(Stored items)

PR #3085, opened 2020-10-28
Remove feldman cousins method

adonath:
**Description**

This pull request removes the Feldman-Cousins method from `gammapy.stats`. It’s a widely used method, but right now it doesn’t integrate in our API and it’s completely unclear how to use it e.g. with model fitting and / or the counts statistic classes. Apparently there are also issues with the implementation https://groups.google.com/g/gammapy/c/IHMO6ToZM3Y, that no-one was able to resolve (including myself…it would require spending a few days reading and understanding the paper). The current implementation is not very efficient either and still uses Python loops over arrays etc.  For model fitting as well as counts statistics we now use the same uniform method for ULs based on the stat profiles.

The code is still in the git history and can be brought back as soon as we know, how it better integrates in our API.


dlennarz:
What kind of integration into the API are you looking for?

There are no issues with the implementation. In that post, user was looking at "gaussian distribution around the origin", but used x_bins=np.arange(0, 20), which is appropriate only for a Poisson process. For the plot of the Gaussian process, x_bins = np.linspace(-n_sigma * sigma, n_sigma * sigma, n_bins_x, endpoint=True) was used with n_sigma = 10 and n_bins_x = 1000.

I added the analytical solutions (fc_find_acceptance_interval_poisson and fc_find_acceptance_interval_gauss) which are not optimised for speed (straight usage of a for loop). They could be improved to reduce the execution time, but the whole point was that I added a numerical solution that is optimised for speed and it should be used in lieu of these functions. They are merely a cross-check.

adonath:
Thanks @dlennarz for the clarification! There are currently two main places where we expose UL computation in the API:
- [CountsStatistics.compute_upper_limit](https://github.com/gammapy/gammapy/blob/master/gammapy/stats/counts_statistic.py#L83) for counts based, model-free analysis á la Li&Ma
- [ParameterEstimator.estimate_ul](https://github.com/gammapy/gammapy/blob/master/gammapy/estimators/parameter.py#L203) for model based forward folding á la Fermi

I think it's an option to re-exposure the Feldman-Cousins as an alternative method there, however even in this case it's still a good idea to have the implementation in an independent package. There are a few other places in Gammapy where we rely on 3rd party packages for additional (optional) functionality.

PR #3086, opened 2020-10-28
Stats background convention 

adonath:
**Description**

This pull request is a follow up to #3051. It clarifies and unifies the notation between the datasets and stats classes. The convention is now the following:

- `n_bkg` or `background` is the "known" background level, computed as `counts_off * alpha`, neglecting errors on the background and ignoring the signal 
- `mu_bkg` or `npred_background` is the background level estimated from minimising the stat, possibly taking a signal into account

In addition this PR renames `npred_sig` to `npred_signal` and adapts the table in the `gammapy.stats` docs page.

### DIFF
--- a/gammapy/datasets/spectrum.py
+++ b/gammapy/datasets/spectrum.py
@@ -219,7 +219,7 @@ class SpectrumDataset(MapDataset):
             label="Measured excess",
             yerr=np.sqrt(np.abs(self.excess.data.flatten())),
         )
-        self.npred_sig().plot_hist(ax=ax, label="Predicted signal counts")
+        self.npred_signal().plot_hist(ax=ax, label="Predicted signal counts")
 
         ax.legend(numpoints=1)
         ax.set_title("")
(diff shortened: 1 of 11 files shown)


adonath:
A better description is maybe:

- `n_bkg` or `background` is the estimated background level, based on  "off" measurements, without taking the "on" counts  into account. 
- `mu_bkg` or `npred_background` is a refined "fitted" background level estimated by taking "on" counts and a signal prediction into account

gammapy/datasets/spectrum.py
```diff
@@ -477,10 +477,20 @@ def npred_background(self):
             n_on=self.counts.data,
             n_off=self.counts_off.data,
             alpha=self.alpha.data,
-            mu_sig=self.npred_sig().data,
+            mu_sig=self.npred_signal().data,
         )
         return RegionNDMap.from_geom(geom=self._geom, data=mu_bkg)
 
+    def npred_off(self):
+        """Predicted counts in the off region
```
AtreyeeS, line 485: Maybe add this is `alpha*npred_background` and link to the Wstat formula?

adonath: Thanks, indeed. There are probably a few more places where such a link would be useful, I'll check it consistently...

adonath: Done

== PROBLEM TO SOLVE ==
The records above are to be repeated exactly, in their entirety.

== RESPONSE ==
PR #3085, opened 2020-10-28
Remove feldman cousins method

adonath:
**Description**

This pull request removes the Feldman-Cousins method from `gammapy.stats`. It’s a widely used method, but right now it doesn’t integrate in our API and it’s completely unclear how to use it e.g. with model fitting and / or the counts statistic classes. Apparently there are also issues with the implementation https://groups.google.com/g/gammapy/c/IHMO6ToZM3Y, that no-one was able to resolve (including myself…it would require spending a few days reading and understanding the paper). The current implementation is not very efficient either and still uses Python loops over arrays etc.  For model fitting as well as counts statistics we now use the same uniform method for ULs based on the stat profiles.

The code is still in the git history and can be brought back as soon as we know, how it better integrates in our API.


dlennarz:
What kind of integration into the API are you looking for?

There are no issues with the implementation. In that post, user was looking at "gaussian distribution around the origin", but used x_bins=np.arange(0, 20), which is appropriate only for a Poisson process. For the plot of the Gaussian process, x_bins = np.linspace(-n_sigma * sigma, n_sigma * sigma, n_bins_x, endpoint=True) was used with n_sigma = 10 and n_bins_x = 1000.

I added the analytical solutions (fc_find_acceptance_interval_poisson and fc_find_acceptance_interval_gauss) which are not optimised for speed (straight usage of a for loop). They could be improved to reduce the execution time, but the whole point was that I added a numerical solution that is optimised for speed and it should be used in lieu of these functions. They are merely a cross-check.

adonath:
Thanks @dlennarz for the clarification! There are currently two main places where we expose UL computation in the API:
- [CountsStatistics.compute_upper_limit](https://github.com/gammapy/gammapy/blob/master/gammapy/stats/counts_statistic.py#L83) for counts based, model-free analysis á la Li&Ma
- [ParameterEstimator.estimate_ul](https://github.com/gammapy/gammapy/blob/master/gammapy/estimators/parameter.py#L203) for model based forward folding á la Fermi

I think it's an option to re-exposure the Feldman-Cousins as an alternative method there, however even in this case it's still a good idea to have the implementation in an independent package. There are a few other places in Gammapy where we rely on 3rd party packages for additional (optional) functionality.

PR #3086, opened 2020-10-28
Stats background convention 

adonath:
**Description**

This pull request is a follow up to #3051. It clarifies and unifies the notation between the datasets and stats classes. The convention is now the following:

- `n_bkg` or `background` is the "known" background level, computed as `counts_off * alpha`, neglecting errors on the background and ignoring the signal 
- `mu_bkg` or `npred_background` is the background level estimated from minimising the stat, possibly taking a signal into account

In addition this PR renames `npred_sig` to `npred_signal` and adapts the table in the `gammapy.stats` docs page.

### DIFF
--- a/gammapy/datasets/spectrum.py
+++ b/gammapy/datasets/spectrum.py
@@ -219,7 +219,7 @@ class SpectrumDataset(MapDataset):
             label="Measured excess",
             yerr=np.sqrt(np.abs(self.excess.data.flatten())),
         )
-        self.npred_sig().plot_hist(ax=ax, label="Predicted signal counts")
+        self.npred_signal().plot_hist(ax=ax, label="Predicted signal counts")
 
         ax.legend(numpoints=1)
         ax.set_title("")
(diff shortened: 1 of 11 files shown)


adonath:
A better description is maybe:

- `n_bkg` or `background` is the estimated background level, based on  "off" measurements, without taking the "on" counts  into account. 
- `mu_bkg` or `npred_background` is a refined "fitted" background level estimated by taking "on" counts and a signal prediction into account

gammapy/datasets/spectrum.py
```diff
@@ -477,10 +477,20 @@ def npred_background(self):
             n_on=self.counts.data,
             n_off=self.counts_off.data,
             alpha=self.alpha.data,
-            mu_sig=self.npred_sig().data,
+            mu_sig=self.npred_signal().data,
         )
         return RegionNDMap.from_geom(geom=self._geom, data=mu_bkg)
 
+    def npred_off(self):
+        """Predicted counts in the off region
```
AtreyeeS, line 485: Maybe add this is `alpha*npred_background` and link to the Wstat formula?

adonath: Thanks, indeed. There are probably a few more places where such a link would be useful, I'll check it consistently...

adonath: Done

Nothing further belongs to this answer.